**Assignment**:
If a line of the data below holds the string "remains", copy it.

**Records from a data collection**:
********************

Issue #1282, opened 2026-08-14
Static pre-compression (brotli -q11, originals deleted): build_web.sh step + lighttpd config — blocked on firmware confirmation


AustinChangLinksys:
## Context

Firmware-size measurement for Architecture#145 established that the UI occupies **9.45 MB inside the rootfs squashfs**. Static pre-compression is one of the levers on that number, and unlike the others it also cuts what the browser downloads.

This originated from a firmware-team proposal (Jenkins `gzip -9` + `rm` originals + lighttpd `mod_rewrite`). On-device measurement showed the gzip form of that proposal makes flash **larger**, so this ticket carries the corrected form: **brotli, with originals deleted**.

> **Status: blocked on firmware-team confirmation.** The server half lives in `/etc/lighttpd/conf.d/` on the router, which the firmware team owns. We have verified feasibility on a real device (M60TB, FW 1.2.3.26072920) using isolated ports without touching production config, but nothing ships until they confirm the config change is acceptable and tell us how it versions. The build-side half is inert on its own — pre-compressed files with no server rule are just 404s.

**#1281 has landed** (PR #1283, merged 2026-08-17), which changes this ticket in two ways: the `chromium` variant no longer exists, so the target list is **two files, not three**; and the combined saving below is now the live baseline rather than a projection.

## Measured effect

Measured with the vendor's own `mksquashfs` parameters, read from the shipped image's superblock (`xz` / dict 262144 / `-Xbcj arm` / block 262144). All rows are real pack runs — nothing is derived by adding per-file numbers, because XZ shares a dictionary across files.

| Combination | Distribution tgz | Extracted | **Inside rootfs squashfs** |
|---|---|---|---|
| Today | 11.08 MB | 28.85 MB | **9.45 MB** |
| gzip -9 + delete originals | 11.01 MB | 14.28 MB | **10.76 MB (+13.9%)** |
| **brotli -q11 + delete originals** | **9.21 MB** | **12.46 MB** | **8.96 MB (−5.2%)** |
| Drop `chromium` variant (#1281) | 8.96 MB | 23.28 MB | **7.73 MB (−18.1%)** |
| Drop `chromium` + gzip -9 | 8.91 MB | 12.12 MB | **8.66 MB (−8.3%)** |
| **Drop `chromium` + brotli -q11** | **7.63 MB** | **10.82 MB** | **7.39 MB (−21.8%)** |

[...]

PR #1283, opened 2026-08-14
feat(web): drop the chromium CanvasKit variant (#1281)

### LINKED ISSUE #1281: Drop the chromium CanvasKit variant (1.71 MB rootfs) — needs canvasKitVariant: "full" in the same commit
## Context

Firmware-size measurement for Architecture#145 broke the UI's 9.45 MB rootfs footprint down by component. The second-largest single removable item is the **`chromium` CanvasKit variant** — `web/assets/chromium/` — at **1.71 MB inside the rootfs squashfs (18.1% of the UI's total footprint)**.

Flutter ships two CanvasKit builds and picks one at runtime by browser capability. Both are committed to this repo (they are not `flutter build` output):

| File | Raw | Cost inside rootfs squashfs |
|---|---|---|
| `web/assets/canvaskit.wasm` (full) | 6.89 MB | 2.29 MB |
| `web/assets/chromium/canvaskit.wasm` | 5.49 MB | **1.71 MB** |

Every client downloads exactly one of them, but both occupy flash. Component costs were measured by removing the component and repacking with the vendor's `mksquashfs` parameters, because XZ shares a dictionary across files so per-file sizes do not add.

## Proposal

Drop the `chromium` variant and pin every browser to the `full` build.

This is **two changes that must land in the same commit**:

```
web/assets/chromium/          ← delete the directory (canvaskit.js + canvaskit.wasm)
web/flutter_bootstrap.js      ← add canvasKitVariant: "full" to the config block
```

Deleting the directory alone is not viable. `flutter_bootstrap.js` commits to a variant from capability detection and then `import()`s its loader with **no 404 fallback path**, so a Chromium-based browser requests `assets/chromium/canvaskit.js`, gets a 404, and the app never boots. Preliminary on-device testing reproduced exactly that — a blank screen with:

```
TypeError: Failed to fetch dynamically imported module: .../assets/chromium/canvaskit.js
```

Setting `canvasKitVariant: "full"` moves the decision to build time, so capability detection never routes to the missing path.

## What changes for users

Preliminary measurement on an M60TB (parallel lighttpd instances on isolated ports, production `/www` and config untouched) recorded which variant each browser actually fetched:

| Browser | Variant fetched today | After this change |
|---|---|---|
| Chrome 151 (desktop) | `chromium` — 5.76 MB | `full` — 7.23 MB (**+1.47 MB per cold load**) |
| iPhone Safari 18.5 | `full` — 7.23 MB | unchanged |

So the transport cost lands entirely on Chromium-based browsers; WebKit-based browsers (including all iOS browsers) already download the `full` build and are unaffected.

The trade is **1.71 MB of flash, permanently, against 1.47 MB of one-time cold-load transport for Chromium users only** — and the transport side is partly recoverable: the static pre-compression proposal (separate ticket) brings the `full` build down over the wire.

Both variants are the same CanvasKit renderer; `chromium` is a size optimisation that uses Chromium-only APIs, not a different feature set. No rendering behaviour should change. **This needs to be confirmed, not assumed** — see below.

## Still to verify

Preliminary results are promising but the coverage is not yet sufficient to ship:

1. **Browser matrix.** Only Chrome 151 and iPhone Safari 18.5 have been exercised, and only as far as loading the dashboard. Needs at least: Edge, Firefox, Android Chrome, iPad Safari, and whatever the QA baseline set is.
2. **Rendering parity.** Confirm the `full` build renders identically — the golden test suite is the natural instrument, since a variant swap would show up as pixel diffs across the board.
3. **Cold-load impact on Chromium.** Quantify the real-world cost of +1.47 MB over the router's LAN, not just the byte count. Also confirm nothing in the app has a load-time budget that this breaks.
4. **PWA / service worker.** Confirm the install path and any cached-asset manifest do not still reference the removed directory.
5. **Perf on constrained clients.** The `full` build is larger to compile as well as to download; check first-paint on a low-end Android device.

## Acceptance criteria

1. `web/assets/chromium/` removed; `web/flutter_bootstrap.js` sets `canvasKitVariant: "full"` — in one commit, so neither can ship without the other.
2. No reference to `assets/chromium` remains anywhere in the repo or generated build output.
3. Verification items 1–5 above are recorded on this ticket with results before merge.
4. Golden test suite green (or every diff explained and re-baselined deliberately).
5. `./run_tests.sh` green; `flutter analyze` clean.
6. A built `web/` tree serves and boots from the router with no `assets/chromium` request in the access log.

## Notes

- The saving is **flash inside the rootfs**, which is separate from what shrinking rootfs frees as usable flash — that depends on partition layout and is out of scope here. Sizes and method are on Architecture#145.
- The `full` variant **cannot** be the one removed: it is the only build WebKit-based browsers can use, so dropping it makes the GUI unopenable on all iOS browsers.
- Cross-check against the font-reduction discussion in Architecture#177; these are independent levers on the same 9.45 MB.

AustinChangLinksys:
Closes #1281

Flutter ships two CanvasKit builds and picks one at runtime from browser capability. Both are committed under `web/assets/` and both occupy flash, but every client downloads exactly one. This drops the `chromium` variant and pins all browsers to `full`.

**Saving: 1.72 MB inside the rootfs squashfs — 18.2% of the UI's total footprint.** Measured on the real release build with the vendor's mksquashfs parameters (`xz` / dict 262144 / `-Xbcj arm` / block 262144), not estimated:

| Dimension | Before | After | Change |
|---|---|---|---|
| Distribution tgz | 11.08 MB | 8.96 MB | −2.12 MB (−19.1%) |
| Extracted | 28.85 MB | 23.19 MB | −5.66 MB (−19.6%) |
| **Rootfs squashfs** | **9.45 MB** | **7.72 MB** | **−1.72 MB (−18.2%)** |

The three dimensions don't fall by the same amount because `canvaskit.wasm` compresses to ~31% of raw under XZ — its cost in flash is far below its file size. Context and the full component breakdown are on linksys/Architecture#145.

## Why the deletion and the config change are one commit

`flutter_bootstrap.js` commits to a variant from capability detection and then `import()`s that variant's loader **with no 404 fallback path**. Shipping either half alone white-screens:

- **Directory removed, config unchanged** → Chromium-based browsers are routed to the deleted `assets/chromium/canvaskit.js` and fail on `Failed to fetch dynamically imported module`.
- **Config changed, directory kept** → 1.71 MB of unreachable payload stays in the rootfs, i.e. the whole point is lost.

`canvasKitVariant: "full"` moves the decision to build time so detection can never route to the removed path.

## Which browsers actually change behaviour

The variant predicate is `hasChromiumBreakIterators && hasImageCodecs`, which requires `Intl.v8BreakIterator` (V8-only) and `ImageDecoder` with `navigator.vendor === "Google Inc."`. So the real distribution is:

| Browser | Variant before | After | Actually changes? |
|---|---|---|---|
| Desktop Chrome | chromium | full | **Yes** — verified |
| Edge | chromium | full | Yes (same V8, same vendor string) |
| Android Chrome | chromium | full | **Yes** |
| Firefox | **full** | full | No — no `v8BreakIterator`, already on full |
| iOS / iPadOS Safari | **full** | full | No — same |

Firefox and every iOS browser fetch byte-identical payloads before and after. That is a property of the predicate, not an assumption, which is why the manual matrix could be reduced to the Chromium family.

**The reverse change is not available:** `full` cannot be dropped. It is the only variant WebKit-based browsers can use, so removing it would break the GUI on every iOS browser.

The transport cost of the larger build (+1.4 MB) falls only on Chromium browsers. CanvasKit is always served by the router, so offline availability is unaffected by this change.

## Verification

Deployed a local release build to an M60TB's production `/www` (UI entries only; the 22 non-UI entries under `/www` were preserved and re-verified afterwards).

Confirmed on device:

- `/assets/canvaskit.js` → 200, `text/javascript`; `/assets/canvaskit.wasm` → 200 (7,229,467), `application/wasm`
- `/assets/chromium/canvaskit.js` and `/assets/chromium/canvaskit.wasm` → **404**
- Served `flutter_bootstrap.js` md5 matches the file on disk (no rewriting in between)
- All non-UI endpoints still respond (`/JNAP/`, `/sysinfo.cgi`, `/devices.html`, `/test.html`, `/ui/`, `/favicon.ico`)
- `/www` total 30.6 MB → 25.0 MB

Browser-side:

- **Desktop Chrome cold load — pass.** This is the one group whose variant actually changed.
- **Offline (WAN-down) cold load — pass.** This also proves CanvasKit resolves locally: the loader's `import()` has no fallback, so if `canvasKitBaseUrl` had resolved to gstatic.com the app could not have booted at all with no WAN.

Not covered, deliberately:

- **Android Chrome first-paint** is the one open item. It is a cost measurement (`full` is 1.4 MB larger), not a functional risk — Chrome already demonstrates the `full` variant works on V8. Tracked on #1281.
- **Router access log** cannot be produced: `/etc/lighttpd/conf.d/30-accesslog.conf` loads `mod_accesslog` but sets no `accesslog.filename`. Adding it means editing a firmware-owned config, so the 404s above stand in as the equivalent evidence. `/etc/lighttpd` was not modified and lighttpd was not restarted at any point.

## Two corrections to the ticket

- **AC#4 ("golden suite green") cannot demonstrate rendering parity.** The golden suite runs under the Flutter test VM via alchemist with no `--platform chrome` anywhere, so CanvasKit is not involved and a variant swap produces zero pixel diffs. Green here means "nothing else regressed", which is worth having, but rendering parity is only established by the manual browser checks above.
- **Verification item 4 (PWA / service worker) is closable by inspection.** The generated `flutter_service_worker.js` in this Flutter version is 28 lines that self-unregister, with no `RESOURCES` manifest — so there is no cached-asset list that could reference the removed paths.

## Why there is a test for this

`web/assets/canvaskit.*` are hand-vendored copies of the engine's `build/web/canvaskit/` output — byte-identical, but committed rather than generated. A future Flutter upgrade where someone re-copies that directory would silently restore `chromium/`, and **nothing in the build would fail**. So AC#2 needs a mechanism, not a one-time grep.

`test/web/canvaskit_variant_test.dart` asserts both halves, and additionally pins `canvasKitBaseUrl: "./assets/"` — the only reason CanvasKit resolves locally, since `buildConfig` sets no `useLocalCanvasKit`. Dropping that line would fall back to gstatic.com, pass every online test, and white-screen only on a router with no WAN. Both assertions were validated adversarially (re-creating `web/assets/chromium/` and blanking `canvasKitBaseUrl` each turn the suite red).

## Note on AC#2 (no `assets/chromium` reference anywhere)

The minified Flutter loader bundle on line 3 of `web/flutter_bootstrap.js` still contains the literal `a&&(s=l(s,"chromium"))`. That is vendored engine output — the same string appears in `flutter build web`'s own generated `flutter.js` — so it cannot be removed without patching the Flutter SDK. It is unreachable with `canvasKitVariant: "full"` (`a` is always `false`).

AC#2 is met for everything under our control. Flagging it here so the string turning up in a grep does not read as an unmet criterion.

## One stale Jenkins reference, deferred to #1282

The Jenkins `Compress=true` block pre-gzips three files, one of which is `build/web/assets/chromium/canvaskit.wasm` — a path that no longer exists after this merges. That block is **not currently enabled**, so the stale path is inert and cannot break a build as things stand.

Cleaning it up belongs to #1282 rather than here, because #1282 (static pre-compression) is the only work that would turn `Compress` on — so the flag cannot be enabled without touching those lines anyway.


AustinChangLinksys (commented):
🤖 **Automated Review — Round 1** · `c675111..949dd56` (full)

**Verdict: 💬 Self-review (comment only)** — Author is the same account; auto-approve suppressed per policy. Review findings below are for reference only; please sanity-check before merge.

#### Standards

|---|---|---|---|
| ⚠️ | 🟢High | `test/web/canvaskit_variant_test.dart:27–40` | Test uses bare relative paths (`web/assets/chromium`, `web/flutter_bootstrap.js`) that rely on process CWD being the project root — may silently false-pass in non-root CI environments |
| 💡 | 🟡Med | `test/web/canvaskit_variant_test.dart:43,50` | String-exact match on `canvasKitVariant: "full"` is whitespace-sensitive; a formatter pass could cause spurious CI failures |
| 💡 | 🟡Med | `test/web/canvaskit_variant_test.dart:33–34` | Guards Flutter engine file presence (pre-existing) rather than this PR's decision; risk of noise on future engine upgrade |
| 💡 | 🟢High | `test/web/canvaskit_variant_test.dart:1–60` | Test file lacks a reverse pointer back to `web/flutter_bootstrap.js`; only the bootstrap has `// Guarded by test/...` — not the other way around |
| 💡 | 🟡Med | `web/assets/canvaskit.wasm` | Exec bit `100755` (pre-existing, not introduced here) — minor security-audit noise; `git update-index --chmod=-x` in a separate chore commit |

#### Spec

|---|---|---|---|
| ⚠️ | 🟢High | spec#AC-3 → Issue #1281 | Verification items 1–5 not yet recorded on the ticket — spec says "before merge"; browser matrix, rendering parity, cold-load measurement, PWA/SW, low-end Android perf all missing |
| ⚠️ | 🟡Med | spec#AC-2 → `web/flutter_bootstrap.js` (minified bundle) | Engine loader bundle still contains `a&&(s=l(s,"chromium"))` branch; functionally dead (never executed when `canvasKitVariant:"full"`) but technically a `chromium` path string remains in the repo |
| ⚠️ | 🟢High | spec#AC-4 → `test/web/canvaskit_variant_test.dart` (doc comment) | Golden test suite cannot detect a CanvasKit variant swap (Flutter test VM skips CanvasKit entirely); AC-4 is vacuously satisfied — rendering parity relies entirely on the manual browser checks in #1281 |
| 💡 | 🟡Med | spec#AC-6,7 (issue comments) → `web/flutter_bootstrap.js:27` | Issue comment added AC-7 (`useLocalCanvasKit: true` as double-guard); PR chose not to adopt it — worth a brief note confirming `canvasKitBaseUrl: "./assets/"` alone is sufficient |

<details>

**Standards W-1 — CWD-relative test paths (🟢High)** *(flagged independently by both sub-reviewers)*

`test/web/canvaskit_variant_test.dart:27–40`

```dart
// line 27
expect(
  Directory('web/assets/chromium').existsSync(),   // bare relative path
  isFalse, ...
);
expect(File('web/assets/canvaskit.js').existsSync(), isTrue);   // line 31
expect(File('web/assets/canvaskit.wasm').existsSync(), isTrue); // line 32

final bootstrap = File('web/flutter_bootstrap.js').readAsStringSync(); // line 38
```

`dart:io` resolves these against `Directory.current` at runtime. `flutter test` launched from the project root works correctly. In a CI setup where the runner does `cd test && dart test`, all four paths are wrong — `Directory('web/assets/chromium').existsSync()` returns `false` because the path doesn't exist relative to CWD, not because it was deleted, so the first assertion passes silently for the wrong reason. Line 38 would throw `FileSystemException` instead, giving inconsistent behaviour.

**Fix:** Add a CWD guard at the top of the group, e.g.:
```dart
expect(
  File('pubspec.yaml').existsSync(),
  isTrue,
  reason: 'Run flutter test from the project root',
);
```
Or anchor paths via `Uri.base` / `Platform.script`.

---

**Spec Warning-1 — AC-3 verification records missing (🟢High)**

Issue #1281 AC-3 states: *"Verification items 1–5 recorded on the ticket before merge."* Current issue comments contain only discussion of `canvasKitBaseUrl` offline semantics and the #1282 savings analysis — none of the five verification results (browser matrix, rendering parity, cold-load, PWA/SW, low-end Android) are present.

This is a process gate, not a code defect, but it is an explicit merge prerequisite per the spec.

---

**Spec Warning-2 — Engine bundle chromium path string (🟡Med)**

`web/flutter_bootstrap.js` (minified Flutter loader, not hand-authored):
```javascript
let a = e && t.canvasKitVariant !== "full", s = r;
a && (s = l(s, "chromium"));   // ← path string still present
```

********************

**Solution for this problem**:
2. No reference to `assets/chromium` remains anywhere in the repo or generated build output.
| ⚠️ | 🟡Med | spec#AC-2 → `web/flutter_bootstrap.js` (minified bundle) | Engine loader bundle still contains `a&&(s=l(s,"chromium"))` branch; functionally dead (never executed when `canvasKitVariant:"full"`) but technically a `chromium` path string remains in the repo |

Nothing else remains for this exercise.